ECLI:NL:CRVB:2015:258

Centrale Raad van Beroep

Datum uitspraak
3 februari 2015
Publicatiedatum
3 februari 2015
Zaaknummer
13 - 3033 WWB
Instantie
Centrale Raad van Beroep
Type
Uitspraak
Rechtsgebied
Bestuursrecht; Socialezekerheidsrecht
Procedures
  • Hoger beroep
Rechters
Vindplaatsen
  • Rechtspraak.nl
AI samenvatting door LexboostAutomatisch gegenereerd

Intrekking en terugvordering van bijstand wegens schending inlichtingenverplichting met betrekking tot onroerend goed in Marokko

In deze zaak gaat het om de intrekking en terugvordering van bijstand aan appellante, die sinds 1 december 1996 bijstand ontving op basis van de Wet werk en bijstand (WWB). De Centrale Raad van Beroep behandelt het hoger beroep tegen de uitspraak van de rechtbank Amsterdam, die het beroep van appellante tegen het besluit van het college van burgemeester en wethouders van Amsterdam ongegrond verklaarde. Het college had de bijstand van appellante ingetrokken omdat zij geen melding had gemaakt van haar eigendom van onroerende zaken in Marokko, wat een schending van de inlichtingenverplichting inhoudt.

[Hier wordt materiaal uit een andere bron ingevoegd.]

PR #397, opened 2021-02-10
Check the status of operator before upgrading

horis233:


controllers/bootstrap/init.go
```diff
@@ -457,3 +462,39 @@ func (b *Bootstrap) deleteSubscription(name, namespace string) error {
...
+		csvName := sub.Status.InstalledCSV
+		if csvName != "" {
+			csv := &olmv1alpha1.ClusterServiceVersion{}
+			if err := b.Client.Get(context.TODO(), types.NamespacedName{Namespace: namespace, Name: csvName}, csv); err != nil && !errors.IsNotFound(err) {
+				klog.Errorf("Failed to get Cluster Service Version: %v", err)
+				return false, err
+			} else if errors.IsNotFound(err) {
+				klog.Errorf("Notfound Cluster Service Version: %v", err)
+				return false, nil
+			}
```
Daniel-Fan, line 490: Could we use the same if and else structure as the above line 471-476 for a more clear view?

controllers/bootstrap/init.go
```diff
@@ -457,3 +462,39 @@ func (b *Bootstrap) deleteSubscription(name, namespace string) error {
 
 	return nil
 }
+
+func (b *Bootstrap) waitOperatorReady(name, namespace string) error {
+	if err := utilwait.PollImmediate(time.Second*10, time.Minute*10, func() (done bool, err error) {
```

De Raad stelt vast dat appellante op 31 oktober 2002 in Marokko is gehuwd en dat zij drie woningen op haar naam heeft staan. De sociale recherche heeft onderzoek gedaan naar de rechtmatigheid van de bijstandsverlening en vastgesteld dat appellante beschikte over vermogen dat de toepasselijke vermogensgrens overschreed. Het college heeft de bijstand over de periode van 29 mei 2006 tot en met 21 juli 2009 ingetrokken en de gemaakte kosten van bijstand over de periode van 29 mei 2006 tot en met 30 april 2012 teruggevorderd, wat appellante niet heeft betwist.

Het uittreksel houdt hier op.